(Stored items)

PR #4228, opened 2025-06-25
pipeline-manager: state consolidation

snkas:
- Consolidates the `Suspended`, `Failed` and `Shutdown` pipeline states into one: `Stopped` -- if a pipeline encounters a resource or runtime error, it will automatically transition toward `Stopped`
- The consolidated states are now represented by certain fields while `Stopped`:
  - `deployment_error`: set if the pipeline became `Stopped` due to a resource or runtime error
  - `suspend_info`: set if the pipeline successfully passed the `Suspending` state
- `SuspendingCompute` is replaced with `Stopping`
- `SuspendingCircuit` is renamed to `Suspending`
- Storage status is introduced, which is either `Unbound`, `Bound` or `Unbinding`
- The endpoints are now as follows:
  - `/start`: starts a pipeline running, or resumes
  - `/pause`: starts a pipeline that is initially paused, or pauses
  - `/stop?force=false` (default): first atomically checkpoints ("suspends") the pipeline, before scaling compute resources to zero
  - `/stop?force=true`: immediately scales compute resources to zero
  - `/unbind`: unbinds the storage resources, which might potentially delete them depending on the type. It will also delete any associated compute resources that were already scaled to zero.
- `/logs` is now always available and does not get cleared upon stop


web-console/src/lib/functions/common/date.ts
```diff
@@ -0,0 +1,13 @@
+export function dateMax(first: Date, ...rest: Date[]): Date {
```
snkas, line 1: Why recursion?

python/feldera/enums.py
```diff
@@ -36,155 +36,126 @@ class BuildMode(Enum):
...
+
+     .. code-block:: text
+
+                  Stopped ◄─────────── Stopping ◄───── All states can transition
+                     │                    ▲            to Stopping by either:
+    /start or /pause │                    │            (1) user calling /stop, or;
+                     ▼                    │            (2) pipeline encountering a fatal
+              ⌛Provisioning          Suspending            resource or runtime error,
+                     │                    ▲                having the system call /stop
+                     ▼                    │ /suspend       effectively
```
snkas: State machine should be brought in-sync with the latest one which uses `/stop?force=false` instead of `/suspend`

web-console/src/lib/functions/common/date.ts
snkas: @Karakatiza666

python/feldera/enums.py
snkas: @abhizer

abhizer: I copied these docs from the rust source, will update this.

web-console/src/lib/functions/common/date.ts
Karakatiza666: Just a choice, do you have a preference on it?

snkas: Not specifically, a for loop seems simpler, but to each their own

python/feldera/enums.py
snkas: Ah yes, I updated those recently to account for that, thanks!

gz:
I added fda changes, let me know when web-consoel works I'd like to test it by referencing it with console.

I also added a template for the change-log, please describe what changed in incompatible ways @snkas @abhizer @Karakatiza666

lalithsuresh:
1. "Force Stop": stops the pipeline immediately
    "Stop": stops the pipeline after taking a checkpoint

"Enterprise only" should likely appear with a smaller font. Check with the UI team.

image

------

2. "Pipeline is not using any storage."

image
------

3. "Pipeline is using storage. Stop the pipeline to clear it."
image

-----
4. "Stop the pipeline to delete it".
image

-----

5. "Force stop `<pipeline-name>`?"
    " The pipeline will immediately stop processing inputs."
image

6. "The pipeline will stop processing inputs and take a checkpoint of its state". And remove "Enterprise only" from here.
image

----
This looks misaligned? Same for "provisioning"
image

lalithsuresh:
Is there no way to clear this banner without restarting the pipeline?

image

snkas:
> Is there no way to clear this banner without restarting the pipeline?

Not currently, planning to add a dismiss-error endpoint or so in a subsequent PR.

demo/project_demo05-DebeziumMySQL/run.py
```diff
@@ -130,17 +130,17 @@ def prepare_feldera_pipeline(api_url, start_pipeline):
...
     pipeline_name = "debezium-mysql"
 
-    # Shut down the pipeline if it already exists such that it can be edited
-    print("Shutting down the pipeline...")
+    # Stop the pipeline if it already exists such that it can be edited
+    print("Stopping the pipeline...")
     if requests.get(f"{api_url}/v0/pipelines/{pipeline_name}").ok:
         requests.post(
-            f"{api_url}/v0/pipelines/{pipeline_name}/shutdown"
+            f"{api_url}/v0/pipelines/{pipeline_name}/stop", json={"force": "true"}
```
snkas: It's a URL parameter: stop?force=true

demo/project_demo06-SupplyChainTutorial/run.py
```diff
@@ -178,13 +178,13 @@ def main():
     if start_pipeline:
         print("(Re)starting pipeline...")
         requests.post(
-            f"{api_url}/v0/pipelines/{pipeline_name}/shutdown"
+            f"{api_url}/v0/pipelines/{pipeline_name}/stop", json={"force": "true"}
```
snkas: Same

demo/simple-count/run.py
```diff
@@ -80,13 +80,13 @@ def main():
     print("Shutting down the pipeline...")
     if requests.get(f"{api_url}/v0/pipelines/{pipeline_name}").ok:
         requests.post(
-            f"{api_url}/v0/pipelines/{pipeline_name}/shutdown"
+            f"{api_url}/v0/pipelines/{pipeline_name}/stop", json={"force": "true"}
```
snkas: Same

snkas:
Ready for review

gz (approved):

■ Work order
From the first line to the last, return the data exactly.

■ Solution below
PR #4228, opened 2025-06-25
pipeline-manager: state consolidation

snkas:
- Consolidates the `Suspended`, `Failed` and `Shutdown` pipeline states into one: `Stopped` -- if a pipeline encounters a resource or runtime error, it will automatically transition toward `Stopped`
- The consolidated states are now represented by certain fields while `Stopped`:
  - `deployment_error`: set if the pipeline became `Stopped` due to a resource or runtime error
  - `suspend_info`: set if the pipeline successfully passed the `Suspending` state
- `SuspendingCompute` is replaced with `Stopping`
- `SuspendingCircuit` is renamed to `Suspending`
- Storage status is introduced, which is either `Unbound`, `Bound` or `Unbinding`
- The endpoints are now as follows:
  - `/start`: starts a pipeline running, or resumes
  - `/pause`: starts a pipeline that is initially paused, or pauses
  - `/stop?force=false` (default): first atomically checkpoints ("suspends") the pipeline, before scaling compute resources to zero
  - `/stop?force=true`: immediately scales compute resources to zero
  - `/unbind`: unbinds the storage resources, which might potentially delete them depending on the type. It will also delete any associated compute resources that were already scaled to zero.
- `/logs` is now always available and does not get cleared upon stop


web-console/src/lib/functions/common/date.ts
```diff
@@ -0,0 +1,13 @@
+export function dateMax(first: Date, ...rest: Date[]): Date {
```
snkas, line 1: Why recursion?

python/feldera/enums.py
```diff
@@ -36,155 +36,126 @@ class BuildMode(Enum):
...
+
+     .. code-block:: text
+
+                  Stopped ◄─────────── Stopping ◄───── All states can transition
+                     │                    ▲            to Stopping by either:
+    /start or /pause │                    │            (1) user calling /stop, or;
+                     ▼                    │            (2) pipeline encountering a fatal
+              ⌛Provisioning          Suspending            resource or runtime error,
+                     │                    ▲                having the system call /stop
+                     ▼                    │ /suspend       effectively
```
snkas: State machine should be brought in-sync with the latest one which uses `/stop?force=false` instead of `/suspend`

web-console/src/lib/functions/common/date.ts
snkas: @Karakatiza666

python/feldera/enums.py
snkas: @abhizer

abhizer: I copied these docs from the rust source, will update this.

web-console/src/lib/functions/common/date.ts
Karakatiza666: Just a choice, do you have a preference on it?

snkas: Not specifically, a for loop seems simpler, but to each their own

python/feldera/enums.py
snkas: Ah yes, I updated those recently to account for that, thanks!

gz:
I added fda changes, let me know when web-consoel works I'd like to test it by referencing it with console.

I also added a template for the change-log, please describe what changed in incompatible ways @snkas @abhizer @Karakatiza666

lalithsuresh:
1. "Force Stop": stops the pipeline immediately
    "Stop": stops the pipeline after taking a checkpoint

"Enterprise only" should likely appear with a smaller font. Check with the UI team.

image

------

2. "Pipeline is not using any storage."

image
------

3. "Pipeline is using storage. Stop the pipeline to clear it."
image

-----
4. "Stop the pipeline to delete it".
image

-----

5. "Force stop `<pipeline-name>`?"
    " The pipeline will immediately stop processing inputs."
image

6. "The pipeline will stop processing inputs and take a checkpoint of its state". And remove "Enterprise only" from here.
image

----
This looks misaligned? Same for "provisioning"
image

lalithsuresh:
Is there no way to clear this banner without restarting the pipeline?

image

snkas:
> Is there no way to clear this banner without restarting the pipeline?

Not currently, planning to add a dismiss-error endpoint or so in a subsequent PR.

demo/project_demo05-DebeziumMySQL/run.py
```diff
@@ -130,17 +130,17 @@ def prepare_feldera_pipeline(api_url, start_pipeline):
...
     pipeline_name = "debezium-mysql"
 
-    # Shut down the pipeline if it already exists such that it can be edited
-    print("Shutting down the pipeline...")
+    # Stop the pipeline if it already exists such that it can be edited
+    print("Stopping the pipeline...")
     if requests.get(f"{api_url}/v0/pipelines/{pipeline_name}").ok:
         requests.post(
-            f"{api_url}/v0/pipelines/{pipeline_name}/shutdown"
+            f"{api_url}/v0/pipelines/{pipeline_name}/stop", json={"force": "true"}
```
snkas: It's a URL parameter: stop?force=true

demo/project_demo06-SupplyChainTutorial/run.py
```diff
@@ -178,13 +178,13 @@ def main():
     if start_pipeline:
         print("(Re)starting pipeline...")
         requests.post(
-            f"{api_url}/v0/pipelines/{pipeline_name}/shutdown"
+            f"{api_url}/v0/pipelines/{pipeline_name}/stop", json={"force": "true"}
```
snkas: Same

demo/simple-count/run.py
```diff
@@ -80,13 +80,13 @@ def main():
     print("Shutting down the pipeline...")
     if requests.get(f"{api_url}/v0/pipelines/{pipeline_name}").ok:
         requests.post(
-            f"{api_url}/v0/pipelines/{pipeline_name}/shutdown"
+            f"{api_url}/v0/pipelines/{pipeline_name}/stop", json={"force": "true"}
```
snkas: Same

snkas:
Ready for review

gz (approved):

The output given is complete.